Fyodor Dostoevski wrote The Brothers Karamazov, which Miss Holstein, our high school senior English teacher, told us is the greatest novel ever written. In it the wise old Russian Orthodox priest, Father Zosima, declares to Alyosha, the most spiritual of the four brothers Karamazov, “Love all God’s creation, the whole and every grain of sand in it. Love every leaf, every ray of God’s light. Love the animals, love the plants, love everything. If you love everything, you will perceive the divine mystery in things. Once you perceive it, you will begin to comprehend it better every day. And you will come at last to love the whole world with an all-embracing love.”
“This is my Father’s world,” the well-known hymn declares. It is a spiritual world, but it is also a natural world. We tend to have a warm and fuzzy view of nature so long as we think it behaves itself. But nature is not an ever-smoothly-running flawless operation. Sometimes it is, as Tennyson observed, “red in tooth and claw.” The hyena kills the rabbit, the leopard kills the hyena, the lion kills the leopard, and the lion, if he had enough members in his pride, kills the cape buffalo. Nothing else kills the cape buffalo, except perhaps a 60 caliber soft-nosed cartridge. And villagers in Nepal are killed by earthquakes, islanders in the Caribbean or the Philippines by hurricanes or typhoons, and fishermen all over the world by perfect storms which descend upon their fragile boats with ferocious fury.

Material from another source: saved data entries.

PR #1070, opened 2016-06-07
Hotfix/Contact form fix

frenchbread:
Closes #961 

## Fixes:
- Contact form is hidden if the email address is not provided

PR #1076, opened 2016-06-08
Remove custom validation, toggle mail fields

### LINKED ISSUE #961: Contact form email is not working in nightly
If a user fills the contact form on nightly.apinf.io and presses submit, the message never gets sent to the relevant email address specified in the settings form. If you try to enable the email in the settings form, the form complains about mailgun username and password.

To do: enable email in the settings, investigate what the form is expected for mailgun fields.

Also, check apinf.io settings as well.

Also, it would make sense to disable the contact form from landing page, if settings have not been provided.

jykae:
Closes #961 

Continue previous mail PR #1070 

## Proposed changes

- Remove custom validation that is not working
- Toggle field visibility on enabled


brylie:
Rather than removing custom validation, we need to make the field conditionally required. See the following example from the SimpleSchema docs:

- [Making a field conditionally required](https://github.com/aldeed/meteor-simple-schema#make-a-field-conditionally-required)

client/views/settings/settings.html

If we live in a physical world, which we do, we are subject to all kinds of physical laws, as well as physical anomalies. Not even God can contravene the laws of nature. Were He to do so, the entire universe would collapse into itself in a black hole so dense nothing could survive within it. Were that to happen, it would be the reverse of the Big Bang.
Having created His universe, and that miniature speck in it known by us earthlings as Planet Earth, God is not about to destroy it or any of us. We shall all naturally die, as the natural universe may also die sometime in the incomprehensibly distant future. But for now, God, nature, human beings and all other creatures and beings in the world and beyond, shall co-exist. God has done His part to create an harmonious universe. It is now up to human beings to continue to augment the music of the spheres.